Display the POD documentation of the script.

DESCRIPTION

This program will identify and map the positions of nucleosomes given a dataset of nucleosome occupancy data. The dataset should ideally be enumerated counts of sequenced nucleosomal fragment midpoints, although very high resolution microarray data could also be used in principle.

Nucleosome calls are made by scanning the chromosomes in windows of specified size (default 145 bp, set with --win option) looking for the maximum peak that exceeds the minimum threshold value. The position of the maximum peak is called as the new nucleosome midpoint. The window is then advanced starting at the previous just-identified nucleosome endpoint, or at the end of the previous window if no nucleosome was identified. This position may be further advanced by setting the buffer value (default 5 bp), which inserts space between the previous nucleosome end and the next window. By advancing the window relative to the previously identified nucleosome, the program can adapt to variable nucleosome spacing and (hopefully) avoid overlapping nucleosome calls.

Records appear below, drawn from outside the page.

Issue #3952, opened 2019-03-22
[Feature request]  Support workspace renaming during swaymsg exec handling


mliszcz:
I have a script that issues `rename workspace number <x> to '<x>:  <app_id or class>'` command upon every focus change event. It does not work well if workspace is renamed during `exec` handling (e.g. some launcher calls `swaymsg exec ...` and then exits immediately causing a focus change).

Simplest scenario that reproduces the issue:
1. In workspace "1" in terminal window type: `swaymsg exec app; swaymsg rename workspace number 1 to '1: new'`

Expected result: There is one workspace ("1: new") with two windows (terminal + app).
Actual result: There are two workspaces: "1: new" with terminal, "1" with app.

Following change in `root_workspace_for_pid` in `sway/tree/root.c` fixes the issue:
```diff
        if (pw && pw->workspace) {
                ws = workspace_by_name(pw->workspace);
+               if (!ws) {
+                   ws = workspace_by_number(pw->workspace);
+               }

                if (!ws) {
                        sway_log(SWAY_DEBUG,
                                        "Creating workspace %s for pid %d because it disappeared",                                                                           
                                        pw->workspace, pid);
                        ws = workspace_create(pw->output, pw->workspace);
                }
```

My question is: would it be possible to support described scenario? I can send a PR if you are ok with the solution proposed above.

RedSoxFan:
SGTM. Can you submit your proposed diff as a PR?

mliszcz:
Hi,

I've opened a PR (#3959), however after thinking a little more about this I'm not convinced that this is the right approach. The fix does not address a scenario where workspace changes number during rename.

In i3 following scenario always yields the same result (regardless which command completes first):

```
{ i3-msg exec chromium & } ; { i3-msg rename workspace 2 to 1 & }
```

So either `exec` is atomic or they track the the workspace by some unique id instead of a name.

Anyway, @RedSoxFan could you please help to review the PR?

PR #3959, opened 2019-03-23
Allow for workspace renaming during exec handling

mliszcz:
This change adds support for renaming workspace (without changing
workspace number) when `exec` command is being processed. If focused
workspace is renamed  after receiving `exec` command but before
the application is launched, sway will assign the application to
a workspace basing on matching number.

The change can be verified by running following command:

swaymsg exec <application>; swaymsg rename workspace number 1 to '1: new'

Fixes: #3952

### DIFF
--- a/include/sway/tree/root.h
+++ b/include/sway/tree/root.h
@@ -85,4 +85,6 @@ struct sway_container *root_find_container(
 
 void root_get_box(struct sway_root *root, struct wlr_box *box);
 
+void root_rename_pid_workspaces(const char *old_name, const char *new_name);
+
 #endif
--- a/sway/tree/root.c
+++ b/sway/tree/root.c
@@ -390,3 +390,17 @@ void root_get_box(struct sway_root *root, struct wlr_box *box) {
 	box->width = root->width;
 	box->height = root->height;
 }
+
+void root_rename_pid_workspaces(const char *old_name, const char *new_name) {
+	if (!pid_workspaces.prev && !pid_workspaces.next) {
+		wl_list_init(&pid_workspaces);
+	}
+
+	struct pid_workspace *pw = NULL;
+	wl_list_for_each(pw, &pid_workspaces, link) {
+		if (strcmp(pw->workspace, old_name) == 0) {
+			free(pw->workspace);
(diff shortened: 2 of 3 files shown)


RedSoxFan:
From the issue:
> The fix does not address a scenario where workspace changes number during rename.
> In i3 following scenario always yields the same result (regardless which command completes first):
>    `{ i3-msg exec chromium & } ; { i3-msg rename workspace 2 to 1 & }`

Maybe `pid_workspaces` should be updated on workspace renames instead then?

include/sway/tree/root.h
```diff
@@ -85,4 +85,6 @@ struct sway_container *root_find_container(
 
 void root_get_box(struct sway_root *root, struct wlr_box *box);
 
+void root_rename_pid_workspaces(const char* old_name, const char *new_name);
```
RedSoxFan: style: `s/char\* old_name/char \*old_name/`

mliszcz:
Thanks! I've changed the code according to your suggestion. I've tested it by running:

```
swaymsg exec chromium; swaymsg rename workspace number 1 to 5
```

If you're ok with the new implementation, I'll squash the commits.

sway/tree/root.c
```diff
@@ -390,3 +390,18 @@ void root_get_box(struct sway_root *root, struct wlr_box *box) {
...
 	box->height = root->height;
 }
+
+void root_rename_pid_workspaces(const char *old_name, const char *new_name) {
+	if (!pid_workspaces.prev && !pid_workspaces.next) {
+		wl_list_init(&pid_workspaces);
+	}
+
+	struct pid_workspace *pw = NULL;
+
```
RedSoxFan: nitpick: can you just remove the blank line here and have the declaration right about the `wl_list_for_each`?

include/sway/tree/root.h
mliszcz: done

sway/tree/root.c
mliszcz: done

RedSoxFan:
Thanks!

This approach works reasonably well if the data shows an inherent, periodic pattern of peaks. Noisy datasets derived from partially fragmented nucleosomes or low sequencing depth may require some statistical smoothing.

DATASETS

This programs expects to work with enumerated midpoint counts of nucleosomal sequence fragments at a single bp resolution. Typically, nucleosome fragments are sequenced using massively parallel sequencing technologies, and the mapped alignments are converted to predicted midpoint occupancy counts. The midpoints may be precisely mapped with paired-end sequencing, or estimated by 3' end shifting of single-end sequence alignments. See the BioToolBox script bam2wig.pl for one approach.

REPORTING

Two attributes of each identified nucleosome are calculated, Occupancy and Fuzziness. Occupancy represents the sum of the tag counts that support the nucleosome position; higher scores indicate a more highly occupied nucleosome. Fuzziness indicates how well all of the scores are aligned in register. The Fuzziness value is the standard deviation of the population of scores from the peak; a high value indicates the nucleosome has a fuzzy or variable position, whereas a low value indicates the nucleosome is highly positioned. For both attributes, the scores are counted in a window representing 1/2 of a nucleosome length (74 bp) centered on the defined nucleosome midpoint. The size of this window is arbitrary but reasonable.

The identified nucleosomes are artificially set to 147 bp in length, centered at the maximum peak. A second script, get_actual_nuc_sizes.pl, can determine the actual nucleosome sizes based on paired-end reads in a BAM file. Because of stochastic positioning of nucleosomes in vivo, it is common to see 10-20% of the mapped nucleosomes exhibit predicted overlap with its neighbors.

PARAMETERS

The default values (window and buffer) were determined empirically using yeast nucleosomes and paired-end next generation sequencing. Parameters tested included windows of 140 to 180 bp in 5 bp increments, and buffers of 0 to 20 bp in 5 bp increments. In general, in order of importance, lower threshold, lower buffer sizes (with the exception of a buffer of 0 bp), and lower window sizes, lead to higher numbers of nucleosomes identified. The percentages of predicted nucleosome overlap and offcenter nucleosomes (where the observed tag dataset peak does not correspond to the reported nucleosome midpoint) generally increase as the number of nucleosomes are identified.

Values should be optimized and adjusted empirically for new datasets and confirmed in a genome browser.

AUTHOR

Timothy J. Parnell, PhD
Howard Hughes Medical Institute
Dept of Oncological Sciences
Huntsman Cancer Institute
University of Utah
Salt Lake City, UT, 84112

This package is free software; you can redistribute it and/or modify it under the terms of the GPL (either version 1, or at your option, any later version) or the Artistic License 2.0.